- **WHAT THE EXERCISE ASKS**:
For this exercise, repeat every line of the material exactly.

- **RECORDS SUPPLIED**:
- Opening Delimiter -
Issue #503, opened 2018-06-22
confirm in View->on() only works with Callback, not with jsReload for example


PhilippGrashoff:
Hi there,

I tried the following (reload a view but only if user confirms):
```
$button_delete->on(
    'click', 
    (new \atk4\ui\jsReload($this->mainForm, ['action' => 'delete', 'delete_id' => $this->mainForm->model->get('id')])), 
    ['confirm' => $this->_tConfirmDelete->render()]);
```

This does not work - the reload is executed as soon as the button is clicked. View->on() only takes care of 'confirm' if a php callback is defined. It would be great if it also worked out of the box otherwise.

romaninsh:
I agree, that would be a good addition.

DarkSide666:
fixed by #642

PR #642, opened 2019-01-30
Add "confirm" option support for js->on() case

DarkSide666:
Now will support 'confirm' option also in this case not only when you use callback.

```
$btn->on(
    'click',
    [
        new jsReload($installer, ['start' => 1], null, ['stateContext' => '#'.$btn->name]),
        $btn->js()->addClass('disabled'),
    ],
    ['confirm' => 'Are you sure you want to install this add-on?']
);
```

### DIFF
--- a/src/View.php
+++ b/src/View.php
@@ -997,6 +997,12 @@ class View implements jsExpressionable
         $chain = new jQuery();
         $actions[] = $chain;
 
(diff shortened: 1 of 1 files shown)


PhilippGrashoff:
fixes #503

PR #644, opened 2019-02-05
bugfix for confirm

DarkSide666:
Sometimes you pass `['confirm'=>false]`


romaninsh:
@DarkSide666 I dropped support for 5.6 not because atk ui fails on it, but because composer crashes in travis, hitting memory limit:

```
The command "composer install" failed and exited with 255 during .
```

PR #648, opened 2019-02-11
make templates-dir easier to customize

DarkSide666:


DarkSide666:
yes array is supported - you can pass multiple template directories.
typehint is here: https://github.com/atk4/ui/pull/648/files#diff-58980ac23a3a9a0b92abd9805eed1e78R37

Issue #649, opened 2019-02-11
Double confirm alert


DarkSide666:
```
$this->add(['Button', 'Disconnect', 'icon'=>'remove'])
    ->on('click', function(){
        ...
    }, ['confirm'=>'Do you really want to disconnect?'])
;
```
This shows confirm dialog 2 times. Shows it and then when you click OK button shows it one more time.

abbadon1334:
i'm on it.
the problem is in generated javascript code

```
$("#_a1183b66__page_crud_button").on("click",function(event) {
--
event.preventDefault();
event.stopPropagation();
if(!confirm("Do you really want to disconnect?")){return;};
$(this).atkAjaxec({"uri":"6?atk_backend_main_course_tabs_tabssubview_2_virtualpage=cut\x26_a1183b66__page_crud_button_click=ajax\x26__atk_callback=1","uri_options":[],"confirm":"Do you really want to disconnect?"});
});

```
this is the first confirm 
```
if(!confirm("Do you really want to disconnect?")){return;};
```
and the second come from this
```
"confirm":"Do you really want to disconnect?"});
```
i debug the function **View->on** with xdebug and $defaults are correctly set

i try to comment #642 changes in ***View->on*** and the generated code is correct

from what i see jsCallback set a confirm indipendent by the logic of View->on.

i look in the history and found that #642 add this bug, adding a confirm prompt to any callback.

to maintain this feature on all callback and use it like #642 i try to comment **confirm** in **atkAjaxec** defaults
- Closing Delimiter -
- **OUTPUT OF THE TASK**:
Issue #503, opened 2018-06-22
confirm in View->on() only works with Callback, not with jsReload for example


PhilippGrashoff:
Hi there,

I tried the following (reload a view but only if user confirms):
```
$button_delete->on(
    'click', 
    (new \atk4\ui\jsReload($this->mainForm, ['action' => 'delete', 'delete_id' => $this->mainForm->model->get('id')])), 
    ['confirm' => $this->_tConfirmDelete->render()]);
```

This does not work - the reload is executed as soon as the button is clicked. View->on() only takes care of 'confirm' if a php callback is defined. It would be great if it also worked out of the box otherwise.

romaninsh:
I agree, that would be a good addition.

DarkSide666:
fixed by #642

PR #642, opened 2019-01-30
Add "confirm" option support for js->on() case

DarkSide666:
Now will support 'confirm' option also in this case not only when you use callback.

```
$btn->on(
    'click',
    [
        new jsReload($installer, ['start' => 1], null, ['stateContext' => '#'.$btn->name]),
        $btn->js()->addClass('disabled'),
    ],
    ['confirm' => 'Are you sure you want to install this add-on?']
);
```

### DIFF
--- a/src/View.php
+++ b/src/View.php
@@ -997,6 +997,12 @@ class View implements jsExpressionable
         $chain = new jQuery();
         $actions[] = $chain;
 
(diff shortened: 1 of 1 files shown)


PhilippGrashoff:
fixes #503

PR #644, opened 2019-02-05
bugfix for confirm

DarkSide666:
Sometimes you pass `['confirm'=>false]`


romaninsh:
@DarkSide666 I dropped support for 5.6 not because atk ui fails on it, but because composer crashes in travis, hitting memory limit:

```
The command "composer install" failed and exited with 255 during .
```

PR #648, opened 2019-02-11
make templates-dir easier to customize

DarkSide666:


DarkSide666:
yes array is supported - you can pass multiple template directories.
typehint is here: https://github.com/atk4/ui/pull/648/files#diff-58980ac23a3a9a0b92abd9805eed1e78R37

Issue #649, opened 2019-02-11
Double confirm alert


DarkSide666:
```
$this->add(['Button', 'Disconnect', 'icon'=>'remove'])
    ->on('click', function(){
        ...
    }, ['confirm'=>'Do you really want to disconnect?'])
;
```
This shows confirm dialog 2 times. Shows it and then when you click OK button shows it one more time.

abbadon1334:
i'm on it.
the problem is in generated javascript code

```
$("#_a1183b66__page_crud_button").on("click",function(event) {
--
event.preventDefault();
event.stopPropagation();
if(!confirm("Do you really want to disconnect?")){return;};
$(this).atkAjaxec({"uri":"6?atk_backend_main_course_tabs_tabssubview_2_virtualpage=cut\x26_a1183b66__page_crud_button_click=ajax\x26__atk_callback=1","uri_options":[],"confirm":"Do you really want to disconnect?"});
});

```
this is the first confirm 
```
if(!confirm("Do you really want to disconnect?")){return;};
```
and the second come from this
```
"confirm":"Do you really want to disconnect?"});
```
i debug the function **View->on** with xdebug and $defaults are correctly set

i try to comment #642 changes in ***View->on*** and the generated code is correct

from what i see jsCallback set a confirm indipendent by the logic of View->on.

i look in the history and found that #642 add this bug, adding a confirm prompt to any callback.

to maintain this feature on all callback and use it like #642 i try to comment **confirm** in **atkAjaxec** defaults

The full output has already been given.